Goshawks use their ears alot when hunting theylisten for pheasants crowing and ducks quacking then they move in for the kill. They really are smart birds.


----------



## redtails (Jul 7, 2006)

No one else ?


----------



## dogdonthunt (Nov 10, 2005)

I have seen a perigrine falcon in the area...very nice lookin bird......saw it three times throughout the year...not sure if it was the same one but they are very rare...did get to see it right qafter the hunt...one time was in my uncles front yard, he feeds the little birds in his back yard and spends alot of money on seed every year and gets upset at it when it hunts but I told him now hes just feeding a rare bird..he said it is always around his yard...there is a coulee that runs close to his house, I have also seen it once in a friends back yard who lives right on the coulee...down around chestnut and 40th st....thought this was pretty cool anyway..Ive never got to see one before


----------



## redtails (Jul 7, 2006)

The goshawks should start courting again soon so please keep a eye out for me I would like a new hunting partner this year


----------



## Lil Sand Bay (Feb 2, 2005)

They are extremely common up here in N. Wisc.

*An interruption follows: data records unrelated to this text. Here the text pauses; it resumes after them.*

Issue #6869, opened 2024-03-11
Allow jmeter tests to be run through github


dkatzz:
#### Description

Integrate with github actions to be able to run jmeter tests in the `load-test` directory. This will allow contributors to run tests without installing any tooling.

PR #6870, opened 2024-03-11
Add a github action to run jmeter test

dkatzz:
### Description

We added some jmeter tests to github, but these can currently only be run by installing jmeter and running locally. We should allow these to be run through a github action.

#### General

### Issue(s) this completes

#6869

### DIFF
--- a/.github/workflows/run_jmeter_test.yaml
+++ b/.github/workflows/run_jmeter_test.yaml
@@ -24,7 +24,7 @@ jobs:
         uses: actions/checkout@v4
         with:
           ref: ${{ github.event.inputs.branch_name }}
-      - name: JMeter Test
+      - name: JMeter Test - ${{ github.event.inputs.test_to_run }}
         uses: QAInsights/PerfAction@v5.6.2
         with:
           test-plan-path: load_test/${{ github.event.inputs.test_to_run }}.jmx
--- a/.github/workflows/run_jmeter_test.yaml
+++ b/.github/workflows/run_jmeter_test.yaml
@@ -28,7 +28,7 @@ jobs:
           test-plan-path: load_test/${{ github.event.inputs.test_to_run }}.jmx
           args: ""
       - name: Upload Results
-        uses: actions/upload-artifact@v3
+        uses: actions/upload-artifact@v4
         with:
           name: jmeter-results
           path: result.jtl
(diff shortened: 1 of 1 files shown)


.github/workflows/run_jmeter_test.yaml
```diff
@@ -0,0 +1,35 @@
...
+        uses: actions/checkout@v4
+        with:
+          ref: ${{ github.event.inputs.branch_name }}
+      - name: JMeter Test
+        uses: QAInsights/PerfAction@v5.6.2
+        with:
+          test-plan-path: load_test/${{ github.event.inputs.test_to_run }}.jmx
+          args: ""
+      - name: Upload Results
+        uses: actions/upload-artifact@v3
```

I see a number of nesting pair every spring. and early summer before it greens up.


----------



## wiskodie1 (Sep 11, 2006)

could someone please post a pic of this goshawk. it might help some of us out that have seen them or might see them around this winter/spring

thanks


----------



## mike. (Dec 14, 2006)

what are the chances someone posts this? theres a few in my bush and i went goose hunting this morning, i was standing in this grassy feild behind my bush , was calling for this flock and then stopped since they disappeard. i turn to my right and i see something coming straight for my head about 20 yards away. i realize its a hawk and flawl my arms to scare it and it swoops to its lefft and then turns around. if i didnt see him i probably would of got pecked lol


----------



## redtails (Jul 7, 2006)

Now when you say nesting pairs do you mean you see the birds on a nest or flying around courting? I am not the best at posting pictures so if some one else could it would be greatly appreciated. Thanks again every one for the help it would be like trying to find a needle in a haystack for me to head north and hit the woods looking for a nest.


----------



## 870 XPRS (Mar 12, 2003)

I wouldn't exactly call it being attacked by a hawk, but earlier this fall we were out hunting some mallards. It was a slow start to the morning to I was tucked down in the blind out of the wind. My buddy yells Holy $hit, like something is coming. I of course pop my head out of the blind to get a bead on the birds coming in when I realize there is a hawk about 5 feet from my face. Popped out of the blind to scare it away and it really didn't seem to damn scared, just veered off slowly.


----------



## ac700wildcat (Oct 30, 2006)

I believe these are Goshawks, I just googled Goshawk and these are what came up.

[siteimg]6174[/siteimg]

[siteimg]6173[/siteimg]


----------



## wiskodie1 (Sep 11, 2006)

Wow talk about a good looking bird. And you're right it does look a lot like an osprey, ill keep my eye out for any of them and a nest. Good luck on your search. Hope to see more info on your falconry in the future 
:beer:


----------



## dakota31400 (Jun 10, 2006)

screech owl...It was twilight and I was settled into a shallow pit in a wheatfield covered with straw. The owl was working the field looking for small rodents and for some reason focused special attention in our vicinity. Thought I'd play with him a little by laying still, only moving one finger under the straw. (my budddy was sawing logs) On the second pass...he dove and struck it. My finger Bled for 20 minutes. IT WAS A PHENOMENAL ENCOUNTER.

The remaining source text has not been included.